* Your objective
Once you have read the entries below, give them all again without any difference.

* Source information
PR #254, opened 2026-06-25
fix(auth): bind FedCM assertion client to request origin

NateIsern:
### Motivation
- Prevent FedCM client_id/origin spoofing by ensuring the IdP mints tokens only when the caller-supplied `client_id` is both approved and matches the actual browser `Origin`, closing an origin/nonce binding bypass.

### Description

* Solution for this exercise
PR #254, opened 2026-06-25
fix(auth): bind FedCM assertion client to request origin

NateIsern:
### Motivation
- Prevent FedCM client_id/origin spoofing by ensuring the IdP mints tokens only when the caller-supplied `client_id` is both approved and matches the actual browser `Origin`, closing an origin/nonce binding bypass.

### Description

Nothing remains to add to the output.